◆ **Work required**: Go through the records, and copy each line in which the string "helpers" is present.

◆ **Dataset extract**:
────────────────
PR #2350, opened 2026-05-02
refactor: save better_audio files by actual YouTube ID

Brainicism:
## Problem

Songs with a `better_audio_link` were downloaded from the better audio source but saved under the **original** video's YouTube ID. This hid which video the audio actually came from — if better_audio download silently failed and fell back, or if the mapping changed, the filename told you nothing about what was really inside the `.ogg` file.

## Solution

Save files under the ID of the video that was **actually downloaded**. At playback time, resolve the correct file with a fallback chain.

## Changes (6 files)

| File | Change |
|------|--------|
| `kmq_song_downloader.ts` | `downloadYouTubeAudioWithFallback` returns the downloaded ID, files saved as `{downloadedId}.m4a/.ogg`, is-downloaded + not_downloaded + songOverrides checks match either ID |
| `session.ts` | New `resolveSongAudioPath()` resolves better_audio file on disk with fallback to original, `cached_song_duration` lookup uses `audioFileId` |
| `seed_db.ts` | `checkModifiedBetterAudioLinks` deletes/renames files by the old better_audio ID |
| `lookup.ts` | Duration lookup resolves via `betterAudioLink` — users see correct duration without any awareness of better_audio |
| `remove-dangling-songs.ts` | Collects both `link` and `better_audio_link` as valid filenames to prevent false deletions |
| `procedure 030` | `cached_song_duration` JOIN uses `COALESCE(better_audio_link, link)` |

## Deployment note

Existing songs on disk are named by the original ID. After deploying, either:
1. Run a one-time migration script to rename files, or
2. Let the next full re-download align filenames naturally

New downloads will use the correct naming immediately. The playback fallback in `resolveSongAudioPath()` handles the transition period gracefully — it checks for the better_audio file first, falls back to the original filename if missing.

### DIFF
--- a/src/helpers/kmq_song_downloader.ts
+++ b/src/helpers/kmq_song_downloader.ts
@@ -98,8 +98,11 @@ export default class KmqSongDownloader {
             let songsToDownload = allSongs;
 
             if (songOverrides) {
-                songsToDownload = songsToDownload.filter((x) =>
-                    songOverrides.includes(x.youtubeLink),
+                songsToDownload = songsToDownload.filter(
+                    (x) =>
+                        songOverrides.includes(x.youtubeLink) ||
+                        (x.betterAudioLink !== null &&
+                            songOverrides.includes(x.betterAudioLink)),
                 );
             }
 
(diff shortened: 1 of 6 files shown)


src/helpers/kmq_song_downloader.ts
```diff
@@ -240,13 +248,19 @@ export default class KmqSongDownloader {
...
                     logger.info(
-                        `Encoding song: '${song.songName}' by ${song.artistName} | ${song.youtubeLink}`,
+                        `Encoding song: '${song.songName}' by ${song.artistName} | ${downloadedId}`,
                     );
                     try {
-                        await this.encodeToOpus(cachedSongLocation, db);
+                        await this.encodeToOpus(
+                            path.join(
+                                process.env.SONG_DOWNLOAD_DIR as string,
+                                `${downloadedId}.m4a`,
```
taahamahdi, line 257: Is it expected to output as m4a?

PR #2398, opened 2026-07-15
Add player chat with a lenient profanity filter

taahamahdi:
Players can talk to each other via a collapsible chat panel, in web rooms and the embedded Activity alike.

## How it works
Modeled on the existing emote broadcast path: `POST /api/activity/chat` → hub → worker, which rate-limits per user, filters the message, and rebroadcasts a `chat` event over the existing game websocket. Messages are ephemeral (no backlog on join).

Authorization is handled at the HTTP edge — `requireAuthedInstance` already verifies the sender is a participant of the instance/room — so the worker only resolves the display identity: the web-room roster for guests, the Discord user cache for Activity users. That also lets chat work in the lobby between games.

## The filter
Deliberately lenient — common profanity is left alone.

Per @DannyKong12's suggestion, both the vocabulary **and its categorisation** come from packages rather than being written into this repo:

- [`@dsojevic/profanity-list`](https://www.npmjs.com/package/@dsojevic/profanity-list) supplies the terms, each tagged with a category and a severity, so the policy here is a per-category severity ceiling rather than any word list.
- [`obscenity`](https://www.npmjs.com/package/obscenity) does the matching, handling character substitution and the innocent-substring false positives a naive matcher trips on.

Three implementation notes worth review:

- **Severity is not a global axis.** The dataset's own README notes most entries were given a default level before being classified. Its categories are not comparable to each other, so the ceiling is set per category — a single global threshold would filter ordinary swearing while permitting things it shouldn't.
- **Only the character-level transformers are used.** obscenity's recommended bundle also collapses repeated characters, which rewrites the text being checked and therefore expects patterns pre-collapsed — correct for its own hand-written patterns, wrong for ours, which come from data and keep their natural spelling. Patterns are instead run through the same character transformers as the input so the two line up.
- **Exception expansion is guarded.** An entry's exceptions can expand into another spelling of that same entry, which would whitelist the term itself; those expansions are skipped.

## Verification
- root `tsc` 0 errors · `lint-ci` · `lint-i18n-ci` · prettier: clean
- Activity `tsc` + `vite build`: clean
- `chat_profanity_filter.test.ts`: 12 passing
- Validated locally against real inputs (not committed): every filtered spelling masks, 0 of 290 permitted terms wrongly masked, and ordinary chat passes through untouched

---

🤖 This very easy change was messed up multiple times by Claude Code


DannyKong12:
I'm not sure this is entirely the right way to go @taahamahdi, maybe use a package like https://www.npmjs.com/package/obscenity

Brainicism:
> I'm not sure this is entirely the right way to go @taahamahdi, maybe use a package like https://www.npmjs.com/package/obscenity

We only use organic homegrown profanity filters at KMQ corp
────────────────
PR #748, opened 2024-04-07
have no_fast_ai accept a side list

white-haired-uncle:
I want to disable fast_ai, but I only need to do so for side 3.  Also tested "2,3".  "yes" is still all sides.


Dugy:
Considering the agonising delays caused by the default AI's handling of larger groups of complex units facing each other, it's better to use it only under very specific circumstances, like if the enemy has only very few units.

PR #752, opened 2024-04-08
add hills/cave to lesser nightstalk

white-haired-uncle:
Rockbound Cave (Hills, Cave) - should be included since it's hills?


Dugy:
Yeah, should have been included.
────────────────
◆ **Reply**:
--- a/src/helpers/kmq_song_downloader.ts
+++ b/src/helpers/kmq_song_downloader.ts
src/helpers/kmq_song_downloader.ts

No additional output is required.